Dataset extract:
□ □ □

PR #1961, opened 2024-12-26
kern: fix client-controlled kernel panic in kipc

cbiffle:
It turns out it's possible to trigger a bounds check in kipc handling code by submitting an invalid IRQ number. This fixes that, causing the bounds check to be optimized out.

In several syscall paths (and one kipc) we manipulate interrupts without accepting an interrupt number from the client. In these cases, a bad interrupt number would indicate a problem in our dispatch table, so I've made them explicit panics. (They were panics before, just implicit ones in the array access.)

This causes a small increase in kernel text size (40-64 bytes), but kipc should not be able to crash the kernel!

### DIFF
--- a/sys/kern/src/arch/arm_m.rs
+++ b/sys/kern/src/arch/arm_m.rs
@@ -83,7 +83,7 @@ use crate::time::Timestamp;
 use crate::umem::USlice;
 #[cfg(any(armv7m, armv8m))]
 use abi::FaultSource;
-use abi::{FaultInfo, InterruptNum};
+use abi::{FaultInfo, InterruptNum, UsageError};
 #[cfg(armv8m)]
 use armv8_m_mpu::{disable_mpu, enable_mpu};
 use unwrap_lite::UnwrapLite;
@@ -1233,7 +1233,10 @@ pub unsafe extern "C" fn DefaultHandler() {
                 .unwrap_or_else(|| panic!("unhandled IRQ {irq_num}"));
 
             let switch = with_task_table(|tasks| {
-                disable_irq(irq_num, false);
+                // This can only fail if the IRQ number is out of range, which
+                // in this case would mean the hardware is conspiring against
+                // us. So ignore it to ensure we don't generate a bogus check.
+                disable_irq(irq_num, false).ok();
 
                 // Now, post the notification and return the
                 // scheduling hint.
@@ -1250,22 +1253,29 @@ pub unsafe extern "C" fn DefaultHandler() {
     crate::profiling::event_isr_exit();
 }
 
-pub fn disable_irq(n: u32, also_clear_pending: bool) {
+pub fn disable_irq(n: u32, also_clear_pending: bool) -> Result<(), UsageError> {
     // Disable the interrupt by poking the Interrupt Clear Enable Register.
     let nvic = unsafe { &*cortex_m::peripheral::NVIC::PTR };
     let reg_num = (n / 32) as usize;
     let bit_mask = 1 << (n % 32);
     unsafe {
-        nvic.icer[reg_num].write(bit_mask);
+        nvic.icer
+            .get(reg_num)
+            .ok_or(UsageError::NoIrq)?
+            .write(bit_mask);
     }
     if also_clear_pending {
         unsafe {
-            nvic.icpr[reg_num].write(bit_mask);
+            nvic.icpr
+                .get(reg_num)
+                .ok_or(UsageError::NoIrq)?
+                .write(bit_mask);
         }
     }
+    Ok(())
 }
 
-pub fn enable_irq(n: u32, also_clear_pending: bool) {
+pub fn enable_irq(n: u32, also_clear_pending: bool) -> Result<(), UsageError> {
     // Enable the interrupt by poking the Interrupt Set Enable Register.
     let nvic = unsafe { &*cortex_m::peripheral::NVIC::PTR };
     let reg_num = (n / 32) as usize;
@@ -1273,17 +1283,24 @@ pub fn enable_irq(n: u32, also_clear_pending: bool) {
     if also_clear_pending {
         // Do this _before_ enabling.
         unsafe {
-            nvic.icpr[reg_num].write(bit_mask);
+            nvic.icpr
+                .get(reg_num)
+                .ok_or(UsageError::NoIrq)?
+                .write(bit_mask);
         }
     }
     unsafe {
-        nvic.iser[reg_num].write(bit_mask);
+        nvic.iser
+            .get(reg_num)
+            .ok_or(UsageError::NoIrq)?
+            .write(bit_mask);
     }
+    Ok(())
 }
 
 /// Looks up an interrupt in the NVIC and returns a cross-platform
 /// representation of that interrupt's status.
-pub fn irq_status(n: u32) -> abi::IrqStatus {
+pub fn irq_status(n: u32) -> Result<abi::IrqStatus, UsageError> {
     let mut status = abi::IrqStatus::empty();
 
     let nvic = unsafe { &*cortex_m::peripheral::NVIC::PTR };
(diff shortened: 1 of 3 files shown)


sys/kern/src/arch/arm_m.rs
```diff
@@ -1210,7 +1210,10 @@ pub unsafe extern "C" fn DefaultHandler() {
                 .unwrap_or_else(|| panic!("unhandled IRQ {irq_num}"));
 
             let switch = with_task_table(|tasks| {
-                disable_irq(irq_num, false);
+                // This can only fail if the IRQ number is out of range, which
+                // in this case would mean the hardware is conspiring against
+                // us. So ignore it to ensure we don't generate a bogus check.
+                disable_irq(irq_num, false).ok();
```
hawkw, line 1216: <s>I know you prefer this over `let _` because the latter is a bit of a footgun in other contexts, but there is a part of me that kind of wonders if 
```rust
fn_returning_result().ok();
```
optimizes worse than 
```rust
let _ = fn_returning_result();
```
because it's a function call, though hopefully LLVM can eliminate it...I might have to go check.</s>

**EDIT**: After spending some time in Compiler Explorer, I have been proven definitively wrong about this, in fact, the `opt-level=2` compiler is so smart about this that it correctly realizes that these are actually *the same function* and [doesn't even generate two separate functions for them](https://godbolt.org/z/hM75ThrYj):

□ □ □

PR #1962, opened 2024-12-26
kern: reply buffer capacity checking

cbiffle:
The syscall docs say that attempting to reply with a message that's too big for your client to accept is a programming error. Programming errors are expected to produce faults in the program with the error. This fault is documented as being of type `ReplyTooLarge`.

□ □ □

What is being asked: Restate word for word the lines of the data above, starting at the line containing "and return the" and ending at the line containing "-1273,17 +1283,24 @@", both included, and nothing more.

Response area:
                 // Now, post the notification and return the
                 // scheduling hint.
@@ -1250,22 +1253,29 @@ pub unsafe extern "C" fn DefaultHandler() {
     crate::profiling::event_isr_exit();
 }
 
-pub fn disable_irq(n: u32, also_clear_pending: bool) {
+pub fn disable_irq(n: u32, also_clear_pending: bool) -> Result<(), UsageError> {
     // Disable the interrupt by poking the Interrupt Clear Enable Register.
     let nvic = unsafe { &*cortex_m::peripheral::NVIC::PTR };
     let reg_num = (n / 32) as usize;
     let bit_mask = 1 << (n % 32);
     unsafe {
-        nvic.icer[reg_num].write(bit_mask);
+        nvic.icer
+            .get(reg_num)
+            .ok_or(UsageError::NoIrq)?
+            .write(bit_mask);
     }
     if also_clear_pending {
         unsafe {
-            nvic.icpr[reg_num].write(bit_mask);
+            nvic.icpr
+                .get(reg_num)
+                .ok_or(UsageError::NoIrq)?
+                .write(bit_mask);
         }
     }
+    Ok(())
 }
 
-pub fn enable_irq(n: u32, also_clear_pending: bool) {
+pub fn enable_irq(n: u32, also_clear_pending: bool) -> Result<(), UsageError> {
     // Enable the interrupt by poking the Interrupt Set Enable Register.
     let nvic = unsafe { &*cortex_m::peripheral::NVIC::PTR };
     let reg_num = (n / 32) as usize;
@@ -1273,17 +1283,24 @@ pub fn enable_irq(n: u32, also_clear_pending: bool) {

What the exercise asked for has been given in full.